== Segment start ==

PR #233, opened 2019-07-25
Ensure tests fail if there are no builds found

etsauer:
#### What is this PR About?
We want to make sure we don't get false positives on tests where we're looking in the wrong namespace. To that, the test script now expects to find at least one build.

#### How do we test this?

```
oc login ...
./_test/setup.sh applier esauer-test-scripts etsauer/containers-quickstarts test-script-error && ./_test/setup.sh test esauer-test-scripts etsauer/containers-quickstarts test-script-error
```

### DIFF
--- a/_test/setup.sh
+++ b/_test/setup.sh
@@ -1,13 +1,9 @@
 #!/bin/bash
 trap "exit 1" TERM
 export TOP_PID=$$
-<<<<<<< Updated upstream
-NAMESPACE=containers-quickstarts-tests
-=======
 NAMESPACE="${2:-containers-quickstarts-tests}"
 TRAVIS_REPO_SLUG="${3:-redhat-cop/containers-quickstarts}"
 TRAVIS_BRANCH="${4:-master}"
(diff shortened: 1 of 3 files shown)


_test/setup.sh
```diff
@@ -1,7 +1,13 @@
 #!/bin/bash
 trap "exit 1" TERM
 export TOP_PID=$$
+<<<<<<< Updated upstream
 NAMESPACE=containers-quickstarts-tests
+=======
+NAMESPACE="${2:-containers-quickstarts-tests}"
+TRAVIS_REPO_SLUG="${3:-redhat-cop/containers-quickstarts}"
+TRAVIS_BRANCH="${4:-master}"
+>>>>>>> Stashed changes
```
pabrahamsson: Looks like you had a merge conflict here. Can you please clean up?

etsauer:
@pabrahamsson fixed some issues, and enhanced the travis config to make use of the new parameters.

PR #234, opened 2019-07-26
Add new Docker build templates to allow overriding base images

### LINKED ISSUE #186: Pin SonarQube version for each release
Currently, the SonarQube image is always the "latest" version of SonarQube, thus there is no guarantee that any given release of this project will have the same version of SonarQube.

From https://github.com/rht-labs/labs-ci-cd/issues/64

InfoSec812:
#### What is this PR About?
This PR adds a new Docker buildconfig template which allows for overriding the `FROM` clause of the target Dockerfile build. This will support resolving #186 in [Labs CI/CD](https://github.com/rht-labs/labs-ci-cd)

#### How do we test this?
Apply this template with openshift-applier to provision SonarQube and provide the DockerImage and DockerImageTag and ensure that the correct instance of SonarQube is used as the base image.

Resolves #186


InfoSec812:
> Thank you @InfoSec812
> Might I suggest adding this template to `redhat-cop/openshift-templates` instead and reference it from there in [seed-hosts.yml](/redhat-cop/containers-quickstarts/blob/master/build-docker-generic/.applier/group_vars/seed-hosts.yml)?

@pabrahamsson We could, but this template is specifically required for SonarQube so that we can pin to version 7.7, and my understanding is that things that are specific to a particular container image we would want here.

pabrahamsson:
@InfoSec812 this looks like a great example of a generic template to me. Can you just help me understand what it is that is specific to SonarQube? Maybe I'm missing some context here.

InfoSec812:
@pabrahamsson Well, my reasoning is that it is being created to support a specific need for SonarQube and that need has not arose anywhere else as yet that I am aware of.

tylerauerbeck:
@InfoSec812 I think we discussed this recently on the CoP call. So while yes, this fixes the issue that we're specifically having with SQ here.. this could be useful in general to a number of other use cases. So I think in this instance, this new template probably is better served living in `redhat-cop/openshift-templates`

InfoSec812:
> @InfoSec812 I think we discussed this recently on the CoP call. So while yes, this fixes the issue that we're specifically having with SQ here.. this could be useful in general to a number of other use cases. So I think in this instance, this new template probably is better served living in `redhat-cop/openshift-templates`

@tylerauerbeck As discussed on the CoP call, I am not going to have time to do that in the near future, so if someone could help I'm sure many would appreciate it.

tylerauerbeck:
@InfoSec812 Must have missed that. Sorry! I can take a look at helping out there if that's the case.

== Segment end ==
== Segment start ==

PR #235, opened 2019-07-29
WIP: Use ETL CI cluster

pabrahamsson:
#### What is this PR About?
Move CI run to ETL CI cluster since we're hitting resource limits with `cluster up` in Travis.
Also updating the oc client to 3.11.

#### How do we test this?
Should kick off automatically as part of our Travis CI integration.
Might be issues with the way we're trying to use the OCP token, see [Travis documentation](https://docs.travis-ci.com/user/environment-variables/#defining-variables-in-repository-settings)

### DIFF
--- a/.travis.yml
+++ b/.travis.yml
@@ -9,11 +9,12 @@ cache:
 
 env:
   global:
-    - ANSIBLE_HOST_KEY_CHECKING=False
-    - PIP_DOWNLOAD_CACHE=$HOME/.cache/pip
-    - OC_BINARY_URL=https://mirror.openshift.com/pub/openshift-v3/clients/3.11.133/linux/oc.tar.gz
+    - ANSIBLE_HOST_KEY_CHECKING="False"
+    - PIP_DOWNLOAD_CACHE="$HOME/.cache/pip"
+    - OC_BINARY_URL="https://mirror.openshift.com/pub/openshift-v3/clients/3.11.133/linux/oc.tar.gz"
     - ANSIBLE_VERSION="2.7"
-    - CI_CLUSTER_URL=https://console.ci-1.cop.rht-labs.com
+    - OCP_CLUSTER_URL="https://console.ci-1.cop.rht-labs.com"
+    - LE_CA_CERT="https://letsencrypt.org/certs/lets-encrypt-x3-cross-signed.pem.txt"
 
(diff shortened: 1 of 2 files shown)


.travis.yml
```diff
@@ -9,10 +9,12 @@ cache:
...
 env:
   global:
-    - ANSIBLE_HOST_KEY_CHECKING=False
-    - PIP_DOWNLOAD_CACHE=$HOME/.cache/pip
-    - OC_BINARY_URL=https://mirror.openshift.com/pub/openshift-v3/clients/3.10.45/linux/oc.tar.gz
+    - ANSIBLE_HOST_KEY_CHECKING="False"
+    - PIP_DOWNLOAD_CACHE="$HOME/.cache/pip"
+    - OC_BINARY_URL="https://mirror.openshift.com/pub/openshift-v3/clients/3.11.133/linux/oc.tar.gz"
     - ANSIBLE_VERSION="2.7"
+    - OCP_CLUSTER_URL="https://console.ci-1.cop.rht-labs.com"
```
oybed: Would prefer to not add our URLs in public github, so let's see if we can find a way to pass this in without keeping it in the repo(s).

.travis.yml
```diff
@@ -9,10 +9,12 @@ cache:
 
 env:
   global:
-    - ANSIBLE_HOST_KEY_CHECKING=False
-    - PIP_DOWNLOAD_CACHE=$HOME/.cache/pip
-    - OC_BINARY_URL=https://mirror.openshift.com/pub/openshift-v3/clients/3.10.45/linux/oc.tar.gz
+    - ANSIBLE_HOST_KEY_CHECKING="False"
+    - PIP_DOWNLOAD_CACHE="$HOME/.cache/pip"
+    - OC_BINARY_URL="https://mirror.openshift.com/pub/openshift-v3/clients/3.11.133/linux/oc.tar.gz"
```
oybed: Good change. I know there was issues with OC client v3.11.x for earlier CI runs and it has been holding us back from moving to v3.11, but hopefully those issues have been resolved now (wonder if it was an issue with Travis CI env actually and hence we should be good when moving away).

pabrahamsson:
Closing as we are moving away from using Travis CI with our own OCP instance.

== Segment end ==

• _INSTRUCTIONS FOR THE TASK_: Go through the entries above and pull out each line with "quickstarts" in it.

• _ANSWER FOR THIS EXERCISE_:
./_test/setup.sh applier esauer-test-scripts etsauer/containers-quickstarts test-script-error && ./_test/setup.sh test esauer-test-scripts etsauer/containers-quickstarts test-script-error
-NAMESPACE=containers-quickstarts-tests
 NAMESPACE="${2:-containers-quickstarts-tests}"
 TRAVIS_REPO_SLUG="${3:-redhat-cop/containers-quickstarts}"
 NAMESPACE=containers-quickstarts-tests
+NAMESPACE="${2:-containers-quickstarts-tests}"
+TRAVIS_REPO_SLUG="${3:-redhat-cop/containers-quickstarts}"
> Might I suggest adding this template to `redhat-cop/openshift-templates` instead and reference it from there in [seed-hosts.yml](/redhat-cop/containers-quickstarts/blob/master/build-docker-generic/.applier/group_vars/seed-hosts.yml)?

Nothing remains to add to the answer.